Holding the national flags, students from 12 states assembled in Delhi for ‘Chalo NIT’ march. They later began their journey to Srinagar on bikes, cars and buses.
In a late evening interview to a regional television channel on Friday, the Chief Minister described the NIT Srinagar developments as a “non-issue being highlighted by certain people as a communal incident”.
Mehbooba also said she had conveyed the same to the Union Human Resource Development Minister Smriti Irani when she spoke to her on the development.
She also said “a handful of non-local students were keen to migrate to other colleges outside the state”.
The Chief Minister “appreciated” the statement made by hardline separatist leader Syed Ali Geelani who had appealed locals to protect non-local students and ensure calm in the NIT.

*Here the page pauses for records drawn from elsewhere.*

PR #6633, opened 2026-09-04
Derive Conv*Subsampling masks from per-utterance lengths

### LINKED ISSUE #6600: Encoder output length depends on the longest utterance in the batch (Conv*Subsampling mask slicing)
## Summary

An encoder built on `Conv1dSubsampling*` / `Conv2dSubsampling*` returns a different `olens` for the same utterance depending on **which other utterances share its batch**. The padding mask is subsampled by slicing relative to the padded width of the batch, rather than as a function of each utterance's own length.

I ran into this while adding batched beam search (#6599): decoding a minibatch cannot reproduce `--batch_size 1` because the encoder itself disagrees about how long the encoder output is. Filing it separately because it is pre-existing and independent of that PR.

## Reproduction

No data or trained model needed:

```python
import torch
from espnet2.asr.encoder.transformer_encoder import TransformerEncoder

torch.manual_seed(0)
enc = TransformerEncoder(
    input_size=8, output_size=4, attention_heads=2, linear_units=4,
    num_blocks=1, input_layer="conv1d2",
).eval()

short, long_ = 288, 363
feats = torch.randn(2, long_, 8)
with torch.no_grad():
    _, olens_alone, _ = enc(feats[1:2, :short], torch.tensor([short]))
    _, olens_batch, _ = enc(feats, torch.tensor([long_, short]))
    _, olens_pair, _ = enc(feats[:, :short], torch.tensor([short, short]))

print(olens_alone.tolist(), olens_batch.tolist(), olens_pair.tolist())
```

```
feats_lengths = 288 alone                     -> [142]
feats_lengths = [363, 288] batched together   -> [180, 144]
feats_lengths = [288, 288] batched together   -> [142, 142]
```

The 288-frame utterance is 142 frames long on its own and 144 frames long next to a 363-frame one.

## Why

`Conv1dSubsampling2.forward` ([subsampling.py#L249](https://github.com/espnet/espnet/blob/master/espnet2/legacy/nets/pytorch_backend/transformer/subsampling.py#L249)):

```python
x = self.conv(x)                                   # Conv1d(k=3,s=1) then Conv1d(k=3,s=2)
...
x_mask = x_mask[:, :, :-2:1][:, :, :-2:2]
```

The two slices mirror the two convolutions, but they trim from **the end of the tensor**, and the tensor is as wide as the longest utterance in the batch. `make_pad_mask` builds the mask at width `max(ilens)`, so what gets trimmed depends on the batch:

| | mask width | after `[:-2:1]` | after `[:-2:2]` | `True` count for the 288-frame row |
| --- | ---: | ---: | ---: | ---: |
| alone | 288 | 286 | 142 | **142** — the last two real frames are trimmed away |
| next to a 363-frame utterance | 363 | 361 | 180 | **144** — only padding is trimmed |

So `olens` is not a function of `ilens` alone. For the shortest utterance in a batch the trim lands on padding; for an utterance decoded alone it lands on real frames.

Note which side is "wrong": the extra two frames in the batched case are **real audio** that the single-utterance path discards. Batching is arguably the more correct of the two.

The same pattern appears in every subsampling class in that file: `Conv1dSubsampling1/2/3`, `Conv2dSubsampling`, `Conv2dSubsampling1/2/6/8`.

## Consequences

- **Inference.** With `--batch_size > 1` (now possible for the attention/CTC beam search via #6599) an utterance decodes differently than it would on its own, and differently again depending on how the batch is bucketed. Not a large difference in practice, but not reproducible either.
- **Training.** The same utterance contributes a different number of encoder frames depending on its batch, so the CTC loss denominator and the attention context change with batch composition. Bucketing by length (`batch_type: sorted`/`folded`) makes this mostly consistent, which is probably why it has gone unnoticed.
- **CTC alignment / segmentation** tools that batch will inherit the same drift.

## What a fix would involve

Making the mask trim per-utterance, e.g. deriving `olens` from `ilens` with the same formula the convolutions use — for `Conv1dSubsampling2`, `((ilens - 2) - 2) // 2 + 1` — instead of slicing the padded mask.

This is not a free change:

- It alters the encoder output length of existing models, so decoding results move for every recipe using a conv subsampling front-end. Published results and released models would need re-checking.
- The per-utterance formula agrees with today's behaviour for the **longest** utterance in a batch, and disagrees by one or two frames for shorter ones, so the effect on any given recipe depends on its batching.

Given that, I did not touch it in #6599 — I documented the consequence there instead. Happy to prepare the fix if you think the correction is worth the churn, or to leave it documented if not.

## Environment

espnet master (`ec5632b16`), torch 2.13.0, CPU.

modelpath-dev:
## What did you change?

`Conv*Subsampling` used to shrink the pad mask by slicing from the end of the padded batch (`x_mask[:, :, :-2:1][:, :, :-2:2]`, and the same pattern in the other seven classes). That makes `olens` for a given utterance depend on the longest row.

The mask is now rebuilt from each row's own input length using the convolution length formula. All eight classes go through one helper. Encoders already do `olens = masks.sum(1)`, so they pick this up without further changes.

The longest utterance in a batch is unchanged; that path already matched the formula. A shorter one now matches the length it has when decoded alone.

Filed as #6600 after #6599. With batched beam search, `--batch_size > 1` cannot reproduce `--batch_size 1` because the encoder itself disagrees about how long the output is.

The issue's snippet, `input_layer="conv1d2"`:

| feats_lengths | olens before | olens after |
|---|---|---|
| 288 alone | [142] | [142] |
| [363, 288] | [180, 144] | [180, 142] |
| [288, 288] | [142, 142] | [142, 142] |

This will move training and decode for shorter utterances in a mixed-length batch by a frame or two. Length-bucketed recipes (`batch_type: sorted` / `folded`) barely see it. Published numbers from `--batch_size 1` are unaffected. I think that is the right trade: `olens` is a function of `ilens` again.

Fixes #6600.

## Is your PR small enough?

Yes. Two files.

## Additional Context

`test/espnet2/legacy/test_subsampling.py` now checks, for every Conv* class, that a 288-frame utterance has the same `olens` alone, next to a 363-frame one, and next to a copy of itself. The `Conv1dSubsampling2` case pins the numbers from the issue. A second test runs the encoder snippet from #6600.

`pytest test/espnet2/legacy/test_subsampling.py`

### DIFF
--- a/espnet2/legacy/nets/pytorch_backend/transformer/subsampling.py
+++ b/espnet2/legacy/nets/pytorch_backend/transformer/subsampling.py
@@ -49,6 +49,32 @@ def check_short_utt(ins, size):
     return False, -1
 
 
+def _conv_out_length(length, kernel_size, stride, padding=0, dilation=1):
+    """Time-axis output length of a convolution (PyTorch Conv1d/Conv2d formula)."""
+    return (length + 2 * padding - dilation * (kernel_size - 1) - 1) // stride + 1
+
+
+def _subsample_mask(x_mask, out_time, convs):
+    """Rebuild the pad mask from each utterance's own input length.
+
+    ``convs`` is a sequence of ``(kernel_size, stride)`` matching the time-axis
+    convolutions of the module. Slicing the padded batch
+    (``x_mask[:, :, :-k:s]``) trims relative to ``max(ilens)``, so a short
+    utterance reports a different ``olens`` depending on its batch mates
+    (issue 6600).
+
+    """
+    if x_mask is None:
+        return None
+    olens = x_mask.squeeze(1).sum(dim=-1)
+    for kernel_size, stride in convs:
+        olens = _conv_out_length(olens, kernel_size, stride)
+    olens = olens.clamp(min=0, max=out_time)
+    frames = torch.arange(out_time, device=x_mask.device)
+    mask = frames.unsqueeze(0) < olens.unsqueeze(1)
+    return mask.to(dtype=x_mask.dtype).unsqueeze(1)
+
+
 def _upgrade_legacy_subsampling_state_dict(state_dict, prefix):
     """Remap legacy nn.Sequential keys for subsampling modules."""
     w_new = prefix + "out.weight"
@@ -144,7 +170,7 @@ class Conv1dSubsampling1(torch.nn.Module):
         b, c, t = x.size()
         x = self.out(x.transpose(1, 2).contiguous())
         if x_mask is not None:
-            x_mask = x_mask[:, :, :-2:1][:, :, :-2:1]
+            x_mask = _subsample_mask(x_mask, x.size(1), ((3, 1), (3, 1)))
 
         if prefix_embeds is not None:
             x = torch.cat([prefix_embeds, x], dim=1)
@@ -246,7 +272,7 @@ class Conv1dSubsampling2(torch.nn.Module):
         b, c, t = x.size()
         x = self.out(x.transpose(1, 2).contiguous())
         if x_mask is not None:
-            x_mask = x_mask[:, :, :-2:1][:, :, :-2:2]
+            x_mask = _subsample_mask(x_mask, x.size(1), ((3, 1), (3, 2)))
 
         if prefix_embeds is not None:
             x = torch.cat([prefix_embeds, x], dim=1)
@@ -348,7 +374,7 @@ class Conv1dSubsampling3(torch.nn.Module):
         b, c, t = x.size()
         x = self.out(x.transpose(1, 2).contiguous())
         if x_mask is not None:
-            x_mask = x_mask[:, :, :-2:1][:, :, :-4:3]
+            x_mask = _subsample_mask(x_mask, x.size(1), ((3, 1), (5, 3)))
 
         if prefix_embeds is not None:
             x = torch.cat([prefix_embeds, x], dim=1)
@@ -450,7 +476,7 @@ class Conv2dSubsampling(torch.nn.Module):
         b, c, t, f = x.size()
         x = self.out(x.transpose(1, 2).contiguous().view(b, t, c * f))
         if x_mask is not None:
-            x_mask = x_mask[:, :, :-2:2][:, :, :-2:2]
+            x_mask = _subsample_mask(x_mask, x.size(1), ((3, 2), (3, 2)))
 
         if prefix_embeds is not None:
             x = torch.cat([prefix_embeds, x], dim=1)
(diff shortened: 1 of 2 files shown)


sw005320 (commented):
Thanks @modelpath-dev — the diagnosis is right and the fix is the correct shape: rebuilding the mask from each row's own length instead of slicing the padded batch makes `olens` a function of `ilens` again, and routing all eight classes through one helper is better than eight near-identical edits. The test that checks 288-alone against 288-next-to-363 against 288-next-to-288 is exactly the right assertion. I also agree with the trade-off call in the description — a frame or two of movement for short utterances in mixed-length batches is worth `olens` being well-defined.

**There is a ninth class with the same bug, in a sibling file, and it is live.**

`espnet2/legacy/nets/pytorch_backend/transformer/subsampling_without_posenc.py:60-61`:

```python
for k, s in zip(self.kernels, self.strides):
    x_mask = x_mask[:, :, : -k + 1 : s]
```

Same construction: the slice bound is relative to the padded batch length, so the surviving count depends on the longest row. For `kernels=[3, 3], strides=[2, 2]` this expands to `x_mask[:, :, :-2:2][:, :, :-2:2]` — character-for-character what `Conv2dSubsampling` does at line 453 of the file you are fixing.

I reproduced it with the three configurations the encoders actually construct:

| `input_layer` | kernels / strides | 288 alone | 288 padded to 363 | conv formula |
| --- | --- | --- | --- | --- |
| `conv2d` | `[3,3]` / `[2,2]` | 71 | **72** | 71 |
| `conv2d6` | `[3,5]` / `[2,3]` | 47 | **48** | 47 |
| `conv2d8` | `[3,3,3]` / `[2,2,2]` | 35 | **36** | 35 |

Same one-frame overshoot as the `conv1d2` case in #6600.

This is not dead code. `Conv2dSubsamplingWOPosEnc` is the embed layer for both streaming encoders:

- `espnet2/asr/encoder/contextual_block_transformer_encoder.py:108,113,118`
- `espnet2/asr/encoder/contextual_block_conformer_encoder.py:113,118,123`

and both derive lengths the way your description assumes — `olens = masks.squeeze(1).sum(1)`, at `contextual_block_transformer_encoder.py:251,365` and `contextual_block_conformer_encoder.py:269,383`. So they inherit the bug today and would inherit the fix for free, exactly like the encoders you already covered.

Worth folding into this PR rather than a follow-up, I think. The class takes `kernels` and `strides` as constructor arguments rather than hard-coding them, so it should drop straight into the same helper — arguably more cleanly than the eight fixed-geometry classes, since the loop already has `(k, s)` in hand. A test row for at least the `conv2d` config would keep it honest.

**Also checked and clean:** `RNNP` in `espnet2/legacy/nets/pytorch_backend/rnn/encoders.py:85` computes `ilens = [int(i + 1) // sub for i in ilens]` per row, so it never depended on the batch maximum. A repository-wide search for stride-slicing of masks (`[:, :, :-N:M]`) turns up only `subsampling.py` and `subsampling_without_posenc.py`, so with that second file this should be the complete set.

modelpath-dev:
@sw005320 
Shinji, you merged 6633 and asked for the ninth class in subsampling_without_posenc.py. I'll land that next. The 6660 table already showed olens was necessary and not sufficient.

modelpath-dev:
@sw005320  Ninth class is up in [https://github.com/espnet/espnet/pull/6670](url) 
Same helper, with the conv2d / conv2d6 / conv2d8 rows from your review.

Meanwhile, the over five-hour long marathon talks between the state Deputy Chief Minister Nirmal Singh and representatives of protesting non-local students remained inconclusive resulting in the continuation of the deadlock.
Singh held talks with seven representatives of non-local students along with state Education Minister Naeem Akhtar, a three-member team of Union HRD Ministry, director of NIT Srinagar and senior civil and police officers at his official residence in Srinagar.
Singh said most of the demands of the agitating students had been accepted and were told that shifting of the NIT outside the Valley “was out of the question”.